# Work instruction
Identify and pull out each line of the entries in which "schemas" occurs.

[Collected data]
- - - - -
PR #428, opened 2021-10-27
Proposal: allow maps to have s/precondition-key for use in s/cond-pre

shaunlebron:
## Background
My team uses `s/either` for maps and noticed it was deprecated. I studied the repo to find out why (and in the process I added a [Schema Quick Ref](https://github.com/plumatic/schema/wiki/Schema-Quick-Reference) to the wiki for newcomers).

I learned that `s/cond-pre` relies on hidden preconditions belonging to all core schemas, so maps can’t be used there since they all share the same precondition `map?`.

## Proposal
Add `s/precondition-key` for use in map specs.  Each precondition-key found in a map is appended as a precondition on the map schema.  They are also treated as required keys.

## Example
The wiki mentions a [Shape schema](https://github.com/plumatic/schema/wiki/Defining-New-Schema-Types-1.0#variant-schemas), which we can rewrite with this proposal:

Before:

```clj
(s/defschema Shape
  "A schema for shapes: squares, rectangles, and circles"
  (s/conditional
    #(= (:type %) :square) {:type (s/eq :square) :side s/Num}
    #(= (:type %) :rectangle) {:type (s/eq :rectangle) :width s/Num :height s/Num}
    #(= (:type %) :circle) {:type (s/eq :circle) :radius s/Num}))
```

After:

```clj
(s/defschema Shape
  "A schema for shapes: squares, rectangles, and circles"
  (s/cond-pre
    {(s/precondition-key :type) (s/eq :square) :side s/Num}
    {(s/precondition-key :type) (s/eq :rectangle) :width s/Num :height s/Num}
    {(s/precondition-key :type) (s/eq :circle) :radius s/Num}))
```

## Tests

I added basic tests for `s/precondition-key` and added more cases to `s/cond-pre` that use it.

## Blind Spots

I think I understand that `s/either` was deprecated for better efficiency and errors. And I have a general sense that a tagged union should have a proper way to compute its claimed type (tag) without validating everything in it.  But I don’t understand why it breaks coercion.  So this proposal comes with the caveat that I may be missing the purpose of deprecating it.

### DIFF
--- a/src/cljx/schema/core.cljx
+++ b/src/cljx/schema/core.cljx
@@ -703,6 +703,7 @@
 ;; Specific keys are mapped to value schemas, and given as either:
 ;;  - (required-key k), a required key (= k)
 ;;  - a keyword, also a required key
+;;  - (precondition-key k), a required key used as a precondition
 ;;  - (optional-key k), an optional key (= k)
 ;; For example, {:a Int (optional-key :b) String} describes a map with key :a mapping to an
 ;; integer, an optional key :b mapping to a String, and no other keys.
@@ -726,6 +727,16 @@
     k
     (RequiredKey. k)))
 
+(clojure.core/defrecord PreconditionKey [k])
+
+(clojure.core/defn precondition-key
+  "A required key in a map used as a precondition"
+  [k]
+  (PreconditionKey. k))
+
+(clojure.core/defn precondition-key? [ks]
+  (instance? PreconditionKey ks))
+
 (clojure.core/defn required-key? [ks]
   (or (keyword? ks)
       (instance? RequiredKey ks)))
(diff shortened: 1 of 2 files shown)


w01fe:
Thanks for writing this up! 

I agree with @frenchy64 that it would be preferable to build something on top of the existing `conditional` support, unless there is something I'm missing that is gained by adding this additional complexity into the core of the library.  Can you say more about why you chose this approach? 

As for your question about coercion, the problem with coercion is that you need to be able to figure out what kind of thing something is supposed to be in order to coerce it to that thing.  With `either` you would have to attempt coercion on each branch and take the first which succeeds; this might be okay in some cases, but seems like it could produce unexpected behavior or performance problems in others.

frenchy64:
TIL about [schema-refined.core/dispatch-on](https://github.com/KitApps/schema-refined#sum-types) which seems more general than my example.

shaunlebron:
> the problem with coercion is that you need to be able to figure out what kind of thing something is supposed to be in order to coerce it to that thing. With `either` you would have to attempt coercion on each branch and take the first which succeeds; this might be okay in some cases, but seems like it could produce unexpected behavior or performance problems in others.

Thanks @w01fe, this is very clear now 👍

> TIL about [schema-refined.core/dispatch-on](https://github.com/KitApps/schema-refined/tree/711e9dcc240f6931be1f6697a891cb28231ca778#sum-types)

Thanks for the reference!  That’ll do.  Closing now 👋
- - - - -
# Task result
I learned that `s/cond-pre` relies on hidden preconditions belonging to all core schemas, so maps can’t be used there since they all share the same precondition `map?`.
The wiki mentions a [Shape schema](https://github.com/plumatic/schema/wiki/Defining-New-Schema-Types-1.0#variant-schemas), which we can rewrite with this proposal:
 ;; Specific keys are mapped to value schemas, and given as either:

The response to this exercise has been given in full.